* _YOUR ASSIGNMENT_: Please copy each line of the listing that includes the string "anymore".

* * * * *

PR #2743, opened 2022-12-16
Disable flaky FE tests

KaiserKarel:


KaiserKarel:
Task linked: [CU-8676y2c83 Disable flaky UI tests](https://app.clickup.com/t/8676y2c83)

dzmitry-lahoda:
@KaiserKarel may be better https://jestjs.io/docs/cli#--testpathignorepatternsregexarray and no modification of target code a lot? 

Via CLI can easy wire #flaky or `flaky` in CI to try run (by using cli params).  With config file modification approach will need to patch file. Seem CLI easier for temporal off changes.

KaiserKarel:
> @KaiserKarel may be better https://jestjs.io/docs/cli#--testpathignorepatternsregexarray and no modification of target code a lot?
> 
> Via CLI can easy wire #flaky or `flaky` in CI to try run (by using cli params). With config file modification approach will need to patch file. Seem CLI easier for temporal off changes.
> 
> CI """owner""" should be able to disable without interfering a lot with coders imho.

I can move the ignore to CI too; but would prefer to enable strict testing of FE asap, because right now more bad tests are getting into the codebase.

dzmitry-lahoda (changes requested):
please add tests to effects gate. because it is very annoying to see failed red CI jobs and wait until all jobs need to retry one failed. so at least there will be urge to fix tests and we can ask for that. 

because also you disabled some flaky, but who knows if all. so we would be in same situation after pr merged, unless it is effects gate. 

so either we disable and allow to enable using label/tag or if enabled by default - put into gate. 
no gated red fails are 100% ignored.

KaiserKarel:
> please add tests to effects gate. because it is very annoying to see failed red CI jobs and wait until all jobs need to retry one failed. so at least there will be urge to fix tests and we can ask for that.
> 
> because also you disabled some flaky, but who knows if all. so we would be in same situation after pr merged, unless it is effects gate.
> 
> so either we disable and allow to enable using label/tag or if enabled by default - put into gate. no gated red fails are 100% ignored.

👍

scglenn (approved):

obsessed-cake (approved):

dzmitry-lahoda (approved):

PR #2744, opened 2022-12-16
Remove setup folder

KaiserKarel:


dzmitry-lahoda (approved):
So we do not use our oracle anymore as I got it.

KaiserKarel:
> So we do not use our oracle anymore as I got it.

No, but this is an unused script for interacting with the oracle right?

dzmitry-lahoda:
i do not know.

aeryz (approved):

obsessed-cake (approved):

KaiserKarel:
@mergifyio refresh

PR #2746, opened 2022-12-16
#draft #ibc #cosmwasm correct timeout  #CU-3uft9wy

dzmitry-lahoda:
- time contract returns as i see on gh codebases and docs are from this chain
- ibc expects as i see by specs, whitepaper and hyperspace  that chan

so this pr does best effort convert this to that

also seems ics20 module in centauri has bug and may lead to wrongly timeouts (chains start at same time - so timeouts are not so visible and tests are flaky)


KaiserKarel:
Task linked: [XCVM-94 fix what is lacking](https://app.clickup.com/t/20465559/XCVM-94)

PR #2758, opened 2022-12-19
NX-44 - fix: avoid infinite recursion with flake-parts

cor:


KaiserKarel:
Task linked: [NX-44 Update nix flake deps](https://app.clickup.com/t/20465559/NX-44)

flake.nix
```diff
@@ -25,9 +25,9 @@
     };
   };
 
-  outputs = { self, nixpkgs, flake-parts, ... }:
+  outputs = inputs@{ self, nixpkgs, flake-parts, ... }:
```
blasrodri, line 28: Can you add a comment referencing the issue? Might be useful for future nix people

obsessed-cake (approved):

flake.nix
cor: you automatically get a message in your terminal when you run `nix flake show` when you do it the old way, it's an api change for [flake-parts](hercules-ci/flake-parts) and all new flake parts projects do it correclty by default, so I don't see this being neccesary

KaiserKarel (approved):

PR #2760, opened 2022-12-20
review for pablo

blasrodri:


ComposableFiB0t:
Task linked: [CU-865bbb5y0 Pallet Review since last audit](https://app.clickup.com/t/865bbb5y0)

code/parachain/frame/pablo/src/lib.rs
```diff
@@ -490,6 +490,7 @@ pub mod pallet {
 		/// Note this function does not validate,
 		/// 1. if the pool is created by a valid origin.
 		/// 2. if a pool exists with the same pair already.
+		// blas: can't this (2) mean that someone can override the owner of an existing pool?
```
vimukthi-git, line 493: Owner may not be overridden as per current logic. But someone can create a pool with same assets that has them as the owner. But this function can only be called by trusted code, so the possibility of error is limited at this phase.

blasrodri: Thanks

Issue #3327, opened 2016-05-05
I expect to get a proposal closed email when I've set the thread email settings to "important activity"


rdbartlett:

rdbartlett:
supersedes #3304

PR #3382, opened 2016-05-24
Update UsersByVolumeQuery to include normal and loud for motion closed

HSalmon:
Addresses: https://github.com/loomio/loomio/issues/3327


gdpelican:
Seems solid to me! 🍏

* * * * *

* _RESULT OF THIS TASK_:
So we do not use our oracle anymore as I got it.
> So we do not use our oracle anymore as I got it.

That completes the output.